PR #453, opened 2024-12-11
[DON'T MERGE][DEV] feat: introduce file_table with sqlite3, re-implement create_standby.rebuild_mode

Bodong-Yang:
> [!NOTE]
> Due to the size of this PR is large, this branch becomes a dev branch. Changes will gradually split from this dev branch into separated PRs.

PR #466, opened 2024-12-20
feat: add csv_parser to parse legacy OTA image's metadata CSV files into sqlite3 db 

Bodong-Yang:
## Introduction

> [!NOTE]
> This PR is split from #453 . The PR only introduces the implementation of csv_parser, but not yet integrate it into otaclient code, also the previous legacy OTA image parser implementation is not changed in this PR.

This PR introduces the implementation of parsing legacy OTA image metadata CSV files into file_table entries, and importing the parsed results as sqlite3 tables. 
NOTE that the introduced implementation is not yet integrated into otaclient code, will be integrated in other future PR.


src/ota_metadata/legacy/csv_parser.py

Exercise aim: Report how many lines of the data contain the word "split", using the number alone.

Answer to this problem: 2